Top of Entries provided
PR #2831, opened 2019-07-09
Fix an issue with subquery map merge jobs as non-root

thanodnl:
DESCRIPTION: Fix an issue with subquery map merge jobs as non-root

Also automated all manual tests around multi user isolation for internal citus udf's

commits:
- automate upgrade_to_reference_table tests
- add negative tests for lock_relation_if_exists
- add tests for permissions on worker_cleanup_job_schema_cache
- add tests for worker_fetch_partition_file
- add tests for worker_merge_files_into_table
- fix problem with worker_merge_files_and_run_query when run as non-super user and add tests for behaviour

### DIFF
--- a/src/backend/distributed/worker/worker_merge_protocol.c
+++ b/src/backend/distributed/worker/worker_merge_protocol.c
@@ -175,6 +175,8 @@ worker_merge_files_and_run_query(PG_FUNCTION_ARGS)
 	int createMergeTableResult = 0;
 	int createIntermediateTableResult = 0;
 	int finished = 0;
+	Oid savedUserId = InvalidOid;
+	int savedSecurityContext = 0;
 	Oid userId = GetUserId();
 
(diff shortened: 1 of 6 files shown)


src/backend/distributed/worker/worker_merge_protocol.c
```diff
@@ -221,11 +223,17 @@ worker_merge_files_and_run_query(PG_FUNCTION_ARGS)
 							   createMergeTableQuery)));
 	}
 
+	/* need superuser to copy from files */
```
thanodnl: @marcocitus can you have a look at this? I ran into issues running this udf as non-root and it differed here compared to the call to `CopyTaskFilesFromDirectory` in [`worker_merge_files_into_table`](https://github.com/citusdata/citus/blob/master/src/backend/distributed/worker/worker_merge_protocol.c#L130-L137)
Bottom of Entries provided
Exactly the lines from the one containing "- add tests for worker_merge_files_into_table" through the final line of the records must appear in your reply, and no others.

Expected answer ▸
- add tests for worker_merge_files_into_table
- fix problem with worker_merge_files_and_run_query when run as non-super user and add tests for behaviour

### DIFF
--- a/src/backend/distributed/worker/worker_merge_protocol.c
+++ b/src/backend/distributed/worker/worker_merge_protocol.c
@@ -175,6 +175,8 @@ worker_merge_files_and_run_query(PG_FUNCTION_ARGS)
 	int createMergeTableResult = 0;
 	int createIntermediateTableResult = 0;
 	int finished = 0;
+	Oid savedUserId = InvalidOid;
+	int savedSecurityContext = 0;
 	Oid userId = GetUserId();
 
(diff shortened: 1 of 6 files shown)


src/backend/distributed/worker/worker_merge_protocol.c
```diff
@@ -221,11 +223,17 @@ worker_merge_files_and_run_query(PG_FUNCTION_ARGS)
 							   createMergeTableQuery)));
 	}
 
+	/* need superuser to copy from files */
```
thanodnl: @marcocitus can you have a look at this? I ran into issues running this udf as non-root and it differed here compared to the call to `CopyTaskFilesFromDirectory` in [`worker_merge_files_into_table`](https://github.com/citusdata/citus/blob/master/src/backend/distributed/worker/worker_merge_protocol.c#L130-L137)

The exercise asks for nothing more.